Bulavita is marketing their M20 Boost supplement as a way to “inhibit the growth of human cancer cells”.


If you attempt to visit “bulavita.com”, you’re redirected to “the new Bulavita website” at “m20boost.com”.

M20 Boost is a nutritional supplement containing muscadine grape, pink Fijian ginger, and Fijian turmeric.

According to Bulavita,

each (ingredient) is a potent superfood that helps to detox the body, reduce inflammation, repair digestion, and pave the way for essential nutrient absorption.

Sounds like your usual supplement marketing spiel. You can find similar claims on almost any supplement themed MLM company website.

If you scroll down the M20 Boost website though, Bulavita focuses on muscadine grapes.

With 2 more chromosomes (a total of 20) than regular grapes, Muscadines have an unbelievable natural immunity that resists mold, bacteria, and viruses without the use of harmful chemicals.

The human immune system produces  antibodies when under attack. Similarly,  Muscadine grapes produce the highest levels of antioxidants because of the stress from the environment it grows in.

So muscadine grape seeds have a high ORAC count.
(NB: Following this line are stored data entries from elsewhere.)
PR #1887, opened 2026-02-22
fix: suppress OAuth re-auth UI for API profiles

alexx-ftw:
## Summary
- gate UsageIndicator re-auth UI to OAuth mode only by checking whether an API profile is active
- prevent Custom Endpoint mode from showing OAuth re-auth warnings when usage is unavailable
- add regression tests for API mode (no re-auth UI) and OAuth mode (re-auth UI shown)

## Test plan
- [x] npm --prefix \"apps/frontend\" run typecheck
- [x] npm --prefix \"apps/frontend\" run test -- src/renderer/components/UsageIndicator.test.tsx src/renderer/components/AuthStatusIndicator.test.tsx --run

## Summary by CodeRabbit

* **Tests**
  * Added Vitest tests for the usage indicator covering API vs OAuth profiles, re-auth flows, and stable translations; updated test import resolution to point to renderer sources.

* **Bug Fixes**
  * Re-authentication messaging now appears only for OAuth profiles.
  * Usage availability UI correctly reflects active profile (API vs OAuth) and avoids false re-auth prompts.

* **New Features**
  * Renderer now receives real-time task status change notifications so the UI stays in sync with task recovery and status updates.

### DIFF
--- a/apps/backend/core/auth.py
+++ b/apps/backend/core/auth.py
@@ -965,6 +965,14 @@ def get_sdk_env_vars() -> dict[str, str]:
         if bash_path:
             env["CLAUDE_CODE_GIT_BASH_PATH"] = bash_path
 
+    # Explicitly unset CLAUDECODE in SDK subprocess environment.
+    #
+    # Claude Code CLI refuses to start when this marker env var is present,
+    # treating it as a nested Claude Code session. Auto-Claude can run inside
+    # a Claude Code terminal during debugging, so we must clear this marker for
+    # child SDK/CLI processes.
+    env["CLAUDECODE"] = ""
+
     # Explicitly unset PYTHONPATH in SDK subprocess environment to prevent
     # pollution of agent subprocess environments. This fixes ACS-251 where
     # external projects with different Python versions would fail due to
--- a/apps/backend/core/client.py
+++ b/apps/backend/core/client.py
@@ -18,6 +18,7 @@ import logging
 import os
 import threading
 import time
+from collections.abc import Callable
 from pathlib import Path
 from typing import Any
 
@@ -536,6 +537,7 @@ def create_client(
     betas: list[str] | None = None,
     effort_level: str | None = None,
     fast_mode: bool = False,
+    stderr_callback: Callable[[str], None] | None = None,
 ) -> ClaudeSDKClient:
     """
     Create a Claude Agent SDK client with multi-layered security.
@@ -571,6 +573,8 @@ def create_client(
                   the "user" setting source so the CLI reads fastMode from
                   ~/.claude/settings.json. Requires extra usage enabled on Claude
                   subscription; falls back to standard speed automatically.
+        stderr_callback: Optional callback invoked with each stderr line emitted
+                        by the Claude CLI process.
 
     Returns:
         Configured ClaudeSDKClient
@@ -958,6 +962,9 @@ def create_client(
         # This prevents "File has not been read yet" errors in recovery sessions
         "enable_file_checkpointing": True,
     }
+
+    if stderr_callback:
+        options_kwargs["stderr"] = stderr_callback
 
     # Fast mode: enable user setting source so CLI reads fastMode from
     # ~/.claude/settings.json. Without this, the SDK's default --setting-sources ""
--- a/apps/backend/prompts/spec_quick.md
+++ b/apps/backend/prompts/spec_quick.md
@@ -31,46 +31,46 @@ That's it. No deep analysis needed.
 
 ## PHASE 2: CREATE MINIMAL SPEC
 
-Create a concise `spec.md`:
+Create a concise `spec.md` that includes the required validator sections:
 
 ```bash
 cat > spec.md << 'EOF'
-# Quick Spec: [Task Name]
+# Specification: [Task Name]
 
-## Task
-[One sentence description]
+## Overview
+[One paragraph describing what is being changed and why]
 
-## Files to Modify
+## Workflow Type
+**Type**: simple
+
+## Task Scope
+### Files to Modify
 - `[path/to/file]` - [what to change]
 
-## Change Details
+### Change Details
 [Brief description of the change - a few sentences max]
 
-## Verification
+## Success Criteria
 - [ ] [How to verify the change works]
-
-## Notes
-[Any gotchas or considerations - optional]
 EOF
 ```
 
-**Keep it short!** A simple spec should be 20-50 lines, not 200+.
+**Keep it short!** A simple spec should be concise and focused.
 
 ---
 
 ## PHASE 3: CREATE SIMPLE PLAN
 
-Create `implementation_plan.json`:
+Create `implementation_plan.json` with current schema fields:
 
 ```bash
 cat > implementation_plan.json << 'EOF'
 {
-  "spec_name": "[spec-name]",
+  "feature": "[task description]",
   "workflow_type": "simple",
-  "total_phases": 1,
-  "recommended_workers": 1,
   "phases": [
     {
+      "id": "phase-1",
       "phase": 1,
       "name": "Implementation",
       "description": "[task description]",
@@ -86,17 +86,19 @@ cat > implementation_plan.json << 'EOF'
           "patterns_from": [],
           "verification": {
             "type": "manual",
-            "run": "[verification step]"
+            "instructions": "[verification step]"
           }
         }
       ]
     }
   ],
-  "metadata": {
-    "created_at": "[timestamp]",
-    "complexity": "simple",
-    "estimated_sessions": 1
-  }
+  "summary": {
+    "total_phases": 1,
+    "total_subtasks": 1,
+    "recommended_workers": 1
+  },
+  "created_at": "[timestamp]",
+  "updated_at": "[timestamp]"
 }
 EOF
 ```
@@ -146,18 +148,22 @@ Ready for implementation.
 
 **spec.md**:
 ```markdown
-# Quick Spec: Button Color Change
+# Specification: Button Color Change
 
-## Task
+## Overview
 Update primary button color from blue (#3B82F6) to green (#22C55E).
 
-## Files to Modify
+## Workflow Type
+**Type**: simple
+
+## Task Scope
+### Files to Modify
 - `src/components/Button.tsx` - Update color constant
 
-## Change Details
+### Change Details
 Change the `primaryColor` variable from `#3B82F6` to `#22C55E`.
 
-## Verification
+## Success Criteria
 - [ ] Buttons appear green in the UI
 - [ ] No console errors
 ```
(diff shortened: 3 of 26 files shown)


AndyMik90 (changes requested):
## 🤖 Auto Claude PR Review

PR #1887 reviewed: 14 findings (3 structural issues). Verdict: needs_review.

### Findings (14 selected of 14 total)

#### 🟠 [QLT-1] [HIGH] Vitest alias change may break other tests
📁 `apps/frontend/vitest.config.ts:27`

Changing the `@` alias from `src` to `src/renderer` is a global config change that will break any existing test importing main-process or shared code via `@/`. For example, `@/shared/utils/...` or `@/main/...` imports would now resolve to `src/renderer/shared/utils/...` which doesn't exist. This change appears to have been made to satisfy a single test file's import (`@/stores/settings-store`) rather than fixing the import in that test.

**Suggested fix:**
```
Revert the alias to `'@': resolve(__dirname, 'src')` and update the test import to use `@renderer/stores/settings-store` or `@/renderer/stores/settings-store` instead.
```

#### 🟡 [QLT-2] [MEDIUM] Stale closure risk in useEffect with partial dependency array
📁 `apps/frontend/src/renderer/components/UsageIndicator.tsx:366`

The useEffect sets up IPC listeners that capture `isUsingApiProfile` in their closures, but the dependency array only includes `[isUsingApiProfile]`. When `isUsingApiProfile` changes, the effect re-runs, tearing down old listeners and creating new ones. However, the `requestAllProfilesUsage` fetch inside the effect also re-fires on every toggle, which may cause unnecessary network requests. More critically, the `onUsageUpdated` listener callback doesn't use `isUsingApiProfile` but gets torn down and recreated anyway, potentially losing in-flight events.

**Suggested fix:**
```
Consider splitting into separate useEffects: one for the IPC listeners (stable, runs once) and one that reacts to `isUsingApiProfile` changes to recompute derived state, or use a ref for `isUsingApiProfile` inside the listener callbacks.
```

#### 🟡 [QLT-3] [MEDIUM] Duplicated profile filtering and re-auth logic
📁 `apps/frontend/src/renderer/components/UsageIndicator.tsx:329`

The logic for filtering non-active profiles, finding the active profile, and computing `setActiveProfileNeedsReauth(!isUsingApiProfile && Boolean(activeProfile?.needsReauthentication))` is duplicated in three places: the `onAllProfilesUsageUpdated` callback, the initial `requestAllProfilesUsage` promise handler, and conceptually in the derived `showUnavailableReauth`/`showReauthForActiveAccount` variables. This violates DRY and increases the risk of inconsistency.

**Suggested fix:**
```
Extract a helper function like `processAllProfilesData(data, isUsingApiProfile)` that returns `{ otherProfiles, activeProfileNeedsReauth }` and call it from both the callback and the initial fetch handler.
```

#### 🟡 [QLT-4] [MEDIUM] Redundant re-auth suppression at multiple layers
📁 `apps/frontend/src/renderer/components/UsageIndicator.tsx:314`

Re-auth is suppressed both when setting state (`setActiveProfileNeedsReauth(!isUsingApiProfile && ...)`) AND when reading it (`showUnavailableReauth = !isUsingApiProfile && activeProfileNeedsReauth`). The double-gating is unnecessary and confusing — if the state is already guaranteed to be false for API profiles, the derived variable doesn't need the check, or vice versa. This creates a maintenance trap where future developers may only update one layer.

**Suggested fix:**
```
Choose one place to enforce the `isUsingApiProfile` check: either in the state setter or in the derived variables, not both.
```

#### 🔵 [QLT-5] [LOW] Naming convention: `isUsingApiProfile` could be misleading
📁 `apps/frontend/src/renderer/components/UsageIndicator.tsx:85`

The variable `isUsingApiProfile` is derived from `Boolean(activeProfileId)`. The name suggests it specifically detects API profile mode, but `activeProfileId` being non-null may not exclusively mean 'API profile' — it depends on the store semantics. If OAuth profiles can also have an `activeProfileId`, this logic would be incorrect.

**Suggested fix:**
```
Verify that `activeProfileId` being truthy always means 'API profile mode'. If so, add a comment clarifying this invariant. If not, use a more specific check like `activeProfile?.type === 'api'`.
```

#### 🔵 [QLT-6] [LOW] Test uses tightly-coupled type derived from helper function
📁 `apps/frontend/src/renderer/components/UsageIndicator.test.tsx:54`

The test defines `AllProfilesUsagePayload` as `ReturnType<typeof buildAllProfilesUsageResponse>['data']`, coupling the type to the test helper's implementation. If the helper shape changes, the type silently changes too. This is fragile and makes the test harder to understand.

**Suggested fix:**
```
Import or define the actual payload type from the source code (e.g., from shared types) rather than deriving it from a test helper.
```

#### 🔵 [QLT-7] [LOW] Missing test cleanup of window.electronAPI
📁 `apps/frontend/src/renderer/components/UsageIndicator.test.tsx:96`

The test sets `(window as any).electronAPI` in `beforeEach` but never cleans it up in an `afterEach`. This can leak state between test suites and cause hard-to-debug failures when tests run in a different order.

Still nothing particularly eyebrow raising.

M20 has undergone over $20,000,000 in clinical trials and research at Wake Forest University.
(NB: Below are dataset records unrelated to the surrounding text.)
PR #1890, opened 2026-02-22
fix: sync kanban card stage with live agent phase

### LINKED ISSUE #1885: The card in Kanban shows that the task is in the planning stage, but in fact it is in the coding stage.
### Checklist

- [x] I searched existing issues and this hasn't been reported

### Area

Frontend

### Operating System

Windows

### Version

2.7.6

### What happened?

- On the Kanban board, the task status is “In progress.”
- The task card says that it is in the planning stage.
- When you open the window with the task and logs, you can see that it has already moved to the coding stage, but this status is not updated.

Image

Image

### Steps to reproduce

1. Start the task
2. Wait

### Expected behavior

The current stage in the card on the Kanban board should be displayed correctly.

### Logs / Screenshots

```shell

```

AndyMik90:
## Summary
- Fixes kanban board task cards showing stale "planning" stage when the task has actually progressed to "coding"
- **Root cause:** `emitPhaseFromState` in `task-state-manager.ts` used `sequenceNumber: Date.now()` (~1.7 trillion) for XState phase transitions. The renderer's `updateExecutionProgress` has an out-of-order guard that drops events where `incomingSeq < currentSeq`. Once the initial "planning" phase set `currentSeq` to a timestamp, ALL subsequent agent progress events (using small sequential integers: 1, 2, 3...) were permanently dropped, freezing the card on "planning"
- **Fix:** Changed `sequenceNumber: Date.now()` to `sequenceNumber: 0` so XState updates bypass the sequence guard and don't poison the sequence counter for subsequent agent events

Fixes #1885

## Test plan
- [x] All 3467 frontend unit tests pass
- [ ] Start a task → observe kanban board → card should update from "planning" to "coding" as the agent progresses

## Summary by CodeRabbit

* **Bug Fixes**
  * Fixed task state reporting so execution-progress events use stable sequencing and show 0% for non-final phases, preventing misleading intermediate progress values and improving real-time progress accuracy during task execution.

### DIFF
--- a/apps/frontend/src/main/task-state-manager.ts
+++ b/apps/frontend/src/main/task-state-manager.ts
@@ -362,7 +362,12 @@ export class TaskStateManager {
 
     const phase = XSTATE_TO_PHASE[xstateState] || 'idle';
 
-    // Emit execution progress with the phase derived from XState
+    // Emit execution progress with the phase derived from XState.
+    // IMPORTANT: Do NOT use Date.now() as sequenceNumber here — doing so would
+    // permanently block all subsequent agent execution-progress events, because
+    // the agent uses small sequential integers (1, 2, 3…) that are always less
+    // than a timestamp. Instead emit with sequenceNumber=0 so the agent's own
+    // events can continue updating phaseProgress once the phase is established.
     safeSendToRenderer(
       this.getMainWindow,
       IPC_CHANNELS.TASK_EXECUTION_PROGRESS,
@@ -372,7 +377,7 @@ export class TaskStateManager {
         phaseProgress: phase === 'complete' ? 100 : 50,
         overallProgress: phase === 'complete' ? 100 : 50,
         message: `State: ${xstateState}`,
-        sequenceNumber: Date.now()  // Use timestamp as sequence to ensure it's newer
+        sequenceNumber: 0
       },
       projectId
     );
--- a/apps/frontend/src/main/task-state-manager.ts
+++ b/apps/frontend/src/main/task-state-manager.ts
@@ -374,8 +374,8 @@ export class TaskStateManager {
       taskId,
       {
         phase,
-        phaseProgress: phase === 'complete' ? 100 : 50,
-        overallProgress: phase === 'complete' ? 100 : 50,
+        phaseProgress: phase === 'complete' ? 100 : 0,
+        overallProgress: phase === 'complete' ? 100 : 0,
         message: `State: ${xstateState}`,
         sequenceNumber: 0
       },


AndyMik90 (commented):
## 🤖 Auto Claude PR Review

PR #1890 reviewed: 8 findings (1 structural issues). Verdict: needs_review.

#### 🟠 [QLT-1] [HIGH] sequenceNumber: 0 allows out-of-order delivery in reverse direction
📁 `apps/frontend/src/main/task-state-manager.ts:380`

While changing from `Date.now()` to `0` fixes the original bug where large timestamps poisoned the sequence counter, it introduces a new edge case: if `emitPhaseFromState` is called *after* the agent has already emitted events with sequenceNumber >= 1, the XState-derived phase update (with sequenceNumber 0) will be silently dropped by the same out-of-order guard (`incomingSeq < currentSeq`). This means late XState transitions (e.g., transitioning to 'complete') may never reach the renderer if agent events have already incremented the counter. A more robust fix would use a separate channel/flag to bypass the sequence guard for XState-sourced events, or use a dedicated sequence counter that doesn't collide with the agent's counter space.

OK. Now you’ve got my attention.

In a randomized, double-blind, placebo-controlled crossover human clinical trial of M20 BOOST*, the product resulted in a significant increase in resting brachial artery diameter, which translates into an increased capacity of nearly 14%!

Other in-vitro laboratory studies show that M20 BOOST may inhibit the growth of human cancer cells from 60% to over 92% (depending upon the specific type of cancer) – suggesting that Muscadine extracts may be a new treatment for human cancers.*

Did you spot the asterisks? They point to an FDA disclaimer further down the page.
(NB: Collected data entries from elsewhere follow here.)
PR #1924, opened 2026-03-06
Fix roadmap generation phase mapping and progress heartbeat

VDT-91:
## Summary
Fix roadmap generation progress/state mismatch and improve visibility during long-running phases.

## Root cause
Backend roadmap runner emitted legacy phase names (`discovery`, `features`) while renderer state machine expects canonical names (`discovering`, `generating`).

## Fixes in this PR
- Normalize legacy roadmap phases in queue, renderer store, and persisted-progress load path.
- Add throttled progress heartbeats during streaming (`text-delta`/`tool-use`) so long steps do not appear frozen.

## Result
Roadmap progress now transitions correctly:
`analyzing -> discovering -> generating -> complete`

### DIFF
--- a/apps/desktop/src/main/agent/agent-queue.ts
+++ b/apps/desktop/src/main/agent/agent-queue.ts
@@ -81,7 +81,7 @@ export class AgentQueueManager {
   private emitter: EventEmitter;
   private debouncedPersistRoadmapProgress: (
     projectPath: string,
-    phase: string,
+    phase: RoadmapPhase,
     progress: number,
     message: string,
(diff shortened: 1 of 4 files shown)


VDT-91:
Plain-language bug summary: roadmap progress events used old phase names (discovery, eatures) while the frontend state machine only accepts (discovering, generating). That mismatch caused state errors / stuck progress behavior. This PR normalizes those phases at queue/store/load boundaries and adds heartbeat progress updates so long AI steps remain visibly active.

*These statements have not been evaluated by the Food and Drug Administration.

This product is not intended to diagnose, treat, cure, or prevent any disease.

We have Bulavita simultaneously claiming their M20 Boost supplement “may inhibit the growth of human cancer cells from 60% to over 92%”, and that M20 Boost is not intended to diagnose, treat, cure, or prevent any disease.

Talk about pseudo-compliance.

Bulavita themselves don’t provide a link to this supposed $20 million study into M20 Boost.

That’s suspicious enough on its own. When I went looking for the study, surprise surprise nothing came up.

It’s bad enough when MLM companies pull the old

X ingredient has clinical studies showing effectiveness against studies into it for Y disease.

Our supplement contains X ingredient and therefore our supplement also has effectiveness against Y disease.

This doesn’t fly with the FDA. And it’s not even what Bulavita are claiming.

The company is flat out stating their M20 Boost study can prevent cancer but *winkwink* isn’t intended to prevent cancer.

Bulavita is a recent relaunch of Wakaya Perfection. The company’s website and marketing hasn’t been up for long.

We expect medical claims pertaining to M20 Boost’s effectiveness against cancer will shortly be taken down.

Failing which once Bulavita’s affiliates start pushing “$20 MILLION STUDY PROVES M20 BOOST CURES CANCER!” marketing, FDA warning letters won’t be too far behind.


Update May 24th 2020 – Possibly in response to this article, Bulavita has removed M20 Boost cancer claims from its website.

The section of their website captured above now looks like this:

I’m taking that as an indirect admission that no studies have been conducted into M20 Boost. Nor is there any evidence the supplement has any effectiveness against or preventing cancer.

Any Bulavita affiliates who market M20 Boost as being able to prevent, manage or treat any disease are making illegal medical claims.